What Entity Determines How We Adapt to Global Warming?
For many years, “stopping climate change” has been the central goal of climate politics. Spanning the diverse viewpoints, from community-based climate activists to elite UN representatives, reducing carbon emissions to prevent future crisis has been the organizing logic of climate strategies.
Yet climate change has arrived and its tangible effects are already being observed. This means that climate politics can no longer focus exclusively on forestalling future catastrophes. It must now also include struggles over how society handles climate impacts already reshaping economic and social life. Insurance markets, residential sectors, aquatic and spatial policies, workforce systems, and local economies – all will need to be fundamentally transformed as we adjust to a altered and increasingly volatile climate.
Natural vs. Political Consequences
To date, climate adjustment has focused on the environmental impacts of climate change: fortifying seawalls against sea level rise, improving flood control systems, and retrofitting buildings for harsh meteorological conditions. But this engineering-focused framing sidesteps questions about the systems that will shape how people experience the political impacts of climate change. Is it acceptable to permit property insurance markets to act independently, or should the national authorities guarantee high-risk regions? Should we continue disaster aid systems that exclusively benefit property owners, or do we provide equitable recovery support? Do we leave workers working in extreme heat to their companies' discretion, or do we implement federal protections?

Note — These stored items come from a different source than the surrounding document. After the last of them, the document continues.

PR #1682, opened 2024-09-25
runtime: fix useArrowFunction and noArguments

smorimoto:
Note: this partially introduces ES6!

### DIFF
--- a/biome.json
+++ b/biome.json
@@ -13,7 +13,6 @@
     "rules": {
       "recommended": true,
       "complexity": {
-        "useArrowFunction": "off",
         "useOptionalChain": "off"
       },
       "correctness": {
@@ -26,7 +25,6 @@
         "noSubstr": "error"
       },
       "style": {
-        "noArguments": "off",
         "noCommaOperator": "off",
         "noParameterAssign": "off",
         "noUselessElse": "off",
--- a/runtime/js/backtrace.js
+++ b/runtime/js/backtrace.js
@@ -19,7 +19,7 @@
 //Requires: jsoo_sys_getenv
 var caml_record_backtrace_env_flag = FLAG("with-js-error");
 
-(function () {
+(() => {
   var r = jsoo_sys_getenv("OCAMLRUNPARAM");
   if (r !== undefined) {
     var l = r.split(",");
--- a/runtime/js/blake2.js
+++ b/runtime/js/blake2.js
@@ -1,6 +1,6 @@
 //Provides: blake2b
 //Version: >= 5.2
-var blake2b = (function () {
+var blake2b = (() => {
   // Blake2B in pure Javascript
   // Adapted from the reference implementation in RFC7693
   // Ported to Javascript by DC - https://github.com/dcposch
@@ -104,11 +104,7 @@ var blake2b = (function () {
   // These are offsets into a uint64 buffer.
   // Multiply them all by 2 to make them offsets into a uint32 buffer,
   // because this is Javascript and we don't have uint64s
-  const SIGMA82 = new Uint8Array(
-    SIGMA8.map(function (x) {
-      return x * 2;
-    }),
-  );
+  const SIGMA82 = new Uint8Array(SIGMA8.map((x) => x * 2));
 
   // Compression function. 'last' flag indicates last block.
   // Note we're representing 16 uint64s as 32 uint32s
--- a/runtime/js/effect.js
+++ b/runtime/js/effect.js
@@ -60,7 +60,7 @@ function caml_push_trap(handler) {
 //If: effects
 function caml_pop_trap() {
   if (!caml_exn_stack)
-    return function (x) {
+    return (x) => {
       throw x;
     };
   var h = caml_exn_stack[1];
--- a/runtime/js/fs_fake.js
+++ b/runtime/js/fs_fake.js
@@ -42,9 +42,7 @@ MlFakeDevice.prototype.create_dir_if_needed = function (name) {
     this.content[res] = Symbol("directory");
   }
 };
-MlFakeDevice.prototype.slash = function (name) {
-  return /\/$/.test(name) ? name : name + "/";
-};
+MlFakeDevice.prototype.slash = (name) => (/\/$/.test(name) ? name : name + "/");
 MlFakeDevice.prototype.lookup = function (name) {
   if (!this.content[name] && this.lookupFun) {
     var res = this.lookupFun(
@@ -350,18 +348,14 @@ MlFakeFile.prototype.read = function (offset, buf, pos, len) {
 //Requires: caml_raise_sys_error
 function MlFakeFd_out(fd, flags) {
   MlFakeFile.call(this, caml_create_bytes(0));
-  this.log = function (s) {
-    return 0;
-  };
+  this.log = (s) => 0;
   if (fd === 1 && typeof console.log === "function") this.log = console.log;
   else if (fd === 2 && typeof console.error === "function")
     this.log = console.error;
   else if (typeof console.log === "function") this.log = console.log;
   this.flags = flags;
 }
-MlFakeFd_out.prototype.length = function () {
-  return 0;
-};
+MlFakeFd_out.prototype.length = () => 0;
 MlFakeFd_out.prototype.write = function (offset, buf, pos, len) {
   if (this.log) {
     if (
--- a/runtime/js/fs_node.js
+++ b/runtime/js/fs_node.js
@@ -189,7 +189,7 @@ MlNodeDevice.prototype.opendir = function (name, raise_unix) {
     this.raise_nodejs_error(err, raise_unix);
   }
 };
-MlNodeDevice.prototype.raise_nodejs_error = function (err, raise_unix) {
+MlNodeDevice.prototype.raise_nodejs_error = (err, raise_unix) => {
   var unix_error = caml_named_value("Unix.Unix_error");
   if (raise_unix && unix_error) {
     var args = make_unix_err_args(err.code, err.syscall, err.path, err.errno);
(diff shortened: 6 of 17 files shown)


runtime/jslib.js
```diff
@@ -394,76 +388,55 @@ function caml_js_wrap_callback(f) {
...
-  return function () {
-    var len = arguments.length;
-    var args = new Array(len + 1);
-    args[0] = this;
-    for (var i = 0; i < len; i++) args[i + 1] = arguments[i];
-    var res = caml_callback(f, args);
+  return function (...args) {
+    const res = caml_callback(f, [this, ...args]);
     return res instanceof Function ? caml_js_wrap_callback(res) : res;
   };
```
smorimoto, line 416: In this case, the arrow function cannot be used for `this`.

runtime/jslib.js
```diff
@@ -394,76 +388,55 @@ function caml_js_wrap_callback(f) {
...
 //Provides: caml_js_wrap_callback_strict const
 //Requires: caml_callback
 function caml_js_wrap_callback_strict(arity, f) {
-  return function () {
-    var n = arguments.length;
-    var args = new Array(arity);
-    var len = Math.min(arguments.length, arity);
-    for (var i = 0; i < len; i++) args[i] = arguments[i];
+  return (...args) => {
+    args.length = arity;
```
smorimoto, line 397: You can use this trick to change the length of an array. I will comment the benchmark later.

runtime/jslib.js
```diff
@@ -394,76 +388,55 @@ function caml_js_wrap_callback(f) {
...
-  return function () {
-    var len = caml_js_function_arity(f) - 1;
-    var args = new Array(len + 1);
-    args[0] = this;
-    for (var i = 0; i < len; i++) args[i + 1] = arguments[i];
-    return caml_callback(f, args);
+  return function (...args) {
+    const len = caml_js_function_arity(f) - 1;
+    args.length = len;
+    return caml_callback(f, [this, ...args]);
```
smorimoto, line 439: For many arguments, using concat may have better performance than spreading.

TyOverby:
This PR looks like it contains some formatting changes (using arrow functions) and also rewrites some of the most foundational primitives in the jsoo runtime.  Could you split these up so that that latter can be thouroughly reviewed and benchmarked?

TyOverby:
Also, why are you interested in making the change to use arrow functions and avoid using `arguments`?

smorimoto:
### Context Differences

- The Arrow function inherits this from its parent. This may reduce the overhead of binding this by using the Arrow function.
- The function function binds this to its own scope, so you must explicitly bind this to prevent unintended behaviour in situations where this is treated differently.

The arrow function has no binding processing, so you might see some performance improvement in this case. That said, you should not see much difference in general.

TyOverby:
> The function function binds this to its own scope, so you must explicitly bind this to prevent unintended behaviour in situations where this is treated differently.

Does this ever come up in jsoo?

smorimoto:
@TyOverby See `runtime/fs_fake.js`

smorimoto:
> Also, why are you interested in using arrow functions and avoid using `arguments`?

`arguments` is not `Array`, it's `ArrayLike`, and converting it to `Array` has some cost. Also, newer JS engines have better optimisation for the rest parameter.

runtime/jslib.js
smorimoto: Oops, `splice` is better than `length`: https://jsben.ch/nRrGR

smorimoto: https://jsben.ch/dsvFX

runtime/jslib.js
smorimoto: https://jsben.ch/ZZfEd

smorimoto:
The rest parameter and arguments show almost no difference in the benchmark results for major browsers: https://jsben.ch/BQEVR

TyOverby:
> arguments is not Array, it's ArrayLike, and converting it to Array has some cost

But Chrome is converting it to an array under the hood too.  I benchmarked this a few years ago and found that using the spread operator had no impact on speed

smorimoto:
The rest parameter seems to be faster for many arguments: https://jsben.ch/Krmit

smorimoto:
> > arguments is not Array, it's ArrayLike, and converting it to Array has some cost
> 
> But Chrome is converting it to an array under the hood too. I benchmarked this a few years ago and found that using the spread operator had no impact on speed

It's true, but it has a certain advantage here because it simplifies the runtime code. If we are going to introduce const/let, ES6 is required, and if we don't see any performance regression, I think we can consider this kind of change positively.

TyOverby:
> The rest parameter and arguments show almost no difference in the benchmark results for major browsers: https://jsben.ch/BQEVR

On my machine at least, the new code is reliably 4% slower.

> The rest parameter seems to be faster for many arguments: https://jsben.ch/Krmit

I think we should prioritize calling functions that have a small number of arguments, as small-arity functions are more common in OCaml than functions with 100+ parameters.

> It's true, but it has a certain advantage here because it simplifies the runtime code. If we are going to introduce const/let, ES6 is required, and if we don't see any performance regression, I think we can consider this kind of change positively.

I modified your benchmark so that the arrays aren't empty, and to do some fast computation with them instead of logging (logging is slow, and mucks with benchmark results), and this new benchmark shows that even for 100-parameter calls, the old method is twice as fast (on Chrome at least) than using the new syntax: https://jsben.ch/sGBgk

smorimoto:
> I modified your benchmark so that the arrays aren't empty, and to do some fast computation with them instead of logging (logging is slow, and mucks with benchmark results), and this new benchmark shows that even for 100-parameter calls, the old method is twice as fast (on Chrome at least) than using the new syntax: https://jsben.ch/sGBgk

I'm seeing a strange result 🤔 (I'm also on the latest Chrome btw)

image

TyOverby:
Yeah, very strange.
Screenshot from 2024-09-26 12-54-30

smorimoto:
I ran it on the latest Chrome with Apple Silicon. What's your environment?

smorimoto:
Here is the result from Safari on the latest iOS:
IMG_0344

TyOverby:
> I ran it on the latest Chrome with Apple Silicon. What's your environment?

Latest Chrome x86-64

smorimoto:
I tested it again and it's still fast in all environments. I saw that it was very slow when ads loaded, so that might be the cause?

Chrome:
image


Firefox:
image

Safari:
image

hhugo:
> This PR looks like it contains some formatting changes (using arrow functions) and also rewrites some of the most foundational primitives in the jsoo runtime. Could you split these up so that that latter can be thouroughly reviewed and benchmarked?

@smorimoto, I think it would be good to split the two changes as suggested above so that they can be tested independently.

smorimoto:
To fix the noArguments, you need the arrow function, and to fix the useArrowFunction, you need to remove the arguments...

hhugo:
> To fix the noArguments, you need the arrow function, and to fix the useArrowFunction, you need to remove the arguments...

I don't see the relation, sorry. I would expect that only spread is needed to replace usage of `arguments`.

hhugo:
> After asking for the PR to be split up, I did the benchmarking which has me pretty confident that the change should instead be abandoned, so I don’t want anyone doing the extra work of splitting the feature up if it’s not going to be merged.

Which part is slower ?

TyOverby:
I suspect it’s the … args syntax, but I don’t know for sure.

hhugo:
@TyOverby, Have you run more that just micro benchmarks ? Were you able to see differences with real applications ?

TyOverby:
I haven’t run this on any real applications because we aren’t easily able to pull in jsoo branches until wasm is merged.  However, i think that microbenchmarks are sufficient to reject what is effectively a code formatting change

hhugo:
> I haven’t run this on any real applications because we aren’t easily able to pull in jsoo branches until wasm is merged. However, i think that microbenchmarks are sufficient to reject what is effectively a code formatting change

Except this PR is not only about formatting. Also, I've been tricked many times by javascript micro benchmarks because real program would sometime show opposite result. The last one was https://github.com/ocsigen/js_of_ocaml/pull/1647 that I ended up reverting.

TyOverby:
What is the purpose of the PR then?  Did some user of Js_of_ocaml need the runtime javascript to be more “modern” for some reason?

FWIW, I find the new style of code in  this PR to be harder to read than the original, so without a good reason to do it (like performance), i’m pretty opposed

hhugo:
> FWIW, I find the new style of code in this PR to be harder to read than the original, so without a good reason to do it (like performance), i’m pretty opposed

This PR will not be merge in its current state (You and I both suggested to split it up). I've extracted and reworked  part of it in https://github.com/ocsigen/js_of_ocaml/pull/1740 and I personally find the code much more digest in its new form.

smorimoto:
Benchmarking with CAMLBOY is probably useful: https://github.com/linoscope/CAMLBOY

smorimoto:
## 5.8.2

### First Attempt

```
ROM path: ./tobu.gb
  Frames: 5000
Duration: 3.127700
     FPS: 1598.618793
```

### Second attempt

```
ROM path: ./tobu.gb
  Frames: 5000
Duration: 2.946000
     FPS: 1697.216565
```

## This PR

### First Attempt

```
ROM path: ./tobu.gb
  Frames: 5000
Duration: 2.972200
     FPS: 1682.255568
```

### Second attempt

```
ROM path: ./tobu.gb
  Frames: 5000
Duration: 2.964000
     FPS: 1686.909582
```

smorimoto:
In fact, this PR scope is included, but neither good nor bad effects seem to happen, at least for CAMLBOY. We may need a benchmark that has a negative impact.

hhugo:
The more I look at it the more I dislike the systematic use of arrow functions. I think we should use them only when it improves readability significantly. If one show that it improves performance, we could perform the translation automatically on the fly. I believe we already have code for that.

hhugo:
I'm going to close this one in favor of #1740. I don't really know what do to with the systematic use of  arrow. Let reconsider later maybe

smorimoto:
OK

These questions are not theoretical. In the United States alone, a increase in non-renewal rates across the homeowners’ insurance industry – even beyond danger zones in Florida and California – indicates that climate threatens to trigger a widespread assurance breakdown. In 2023, UPS workers proposed a nationwide strike over on-the-job heat exposure, ultimately achieving an agreement to fit air conditioning in delivery trucks. That same year, after years of water scarcity left the Colorado River’s reservoirs at record lows – threatening water supplies for 40 million people – the Biden administration provided funds to Arizona, Nevada and California $1.2bn to reduce their water usage. How we react to these governmental emergencies – and those to come – will establish completely opposing visions of society. Yet these conflicts remain largely outside the scope of climate politics, which continues to treat adaptation as a engineering issue for specialists and technicians rather than authentic societal debate.
Moving Beyond Expert-Led Frameworks
Climate politics has already evolved past technocratic frameworks when it comes to carbon cutting. Nearly 30 years ago, the Kyoto protocol symbolized the dominant belief that market mechanisms would solve climate change. But as emissions kept increasing and those markets proved ineffectual, the focus transitioned to countrywide industrial policy debates – and with it, climate became genuinely political. Recent years have seen any number of political battles, spanning the sustainable business of Biden’s Inflation Reduction Act versus the democratic socialism of the Green New Deal to debates over lithium nationalization in Bolivia and fossil fuel transition payments in Germany. These are conflicts about values and balancing between conflicting priorities, not merely emissions math.
Yet even as climate shifted from the preserve of technocratic elites to more recognizable arenas of political struggle, it remained limited to the realm of carbon elimination. Even the ideologically forward agenda of Zohran Mamdani’s NYC mayoral campaign – which connects climate to the affordability emergency, arguing that lease stabilization, comprehensive family support and free public transit will prevent New Yorkers from moving for more affordable, but energy-intensive, life in the suburbs – makes its case through an emissions reductions framework. A fully inclusive climate politics would apply this same ideological creativity to adaptation – changing social institutions not only to prevent future warming, but also to manage the climate impacts already reshaping everyday life.
Transcending Catastrophic Framing
The need for this shift becomes clearer once we abandon the doomsday perspective that has long prevailed climate discourse. In insisting that climate change constitutes an all-powerful force that will entirely overcome human civilization, climate politics has become unaware to the reality that, for most people, climate change will manifest not as something completely novel, but as known issues made worse: more people excluded of housing markets after disasters, more workers forced to work during heatwaves, more local industries destroyed after extreme weather events. Climate adaptation is not a distinct technical challenge, then, but rather connected to ongoing political struggles.
Developing Policy Battles
The terrain of this struggle is beginning to take shape. One influential think tank, for example, recently recommended reforms to the property insurance market to make vulnerable homeowners to the “full actuarial cost” of living in high-risk areas like California. By contrast, a progressive research institute has proposed a system of Housing Resilience Agencies that would provide complete governmental protection. The contrast is pronounced: one approach uses economic incentives to prod people out of at-risk locations – effectively a form of organized relocation through economic forces – while the other commits public resources that allow them to stay in place safely. But these kinds of policy debates remain rare in climate discourse.
This is not to suggest that mitigation should be abandoned. But the exclusive focus on preventing climate catastrophe hides a more present truth: climate change is already transforming our world. The question is not whether we will reform our institutions to manage climate impacts, but how – and which perspective will triumph.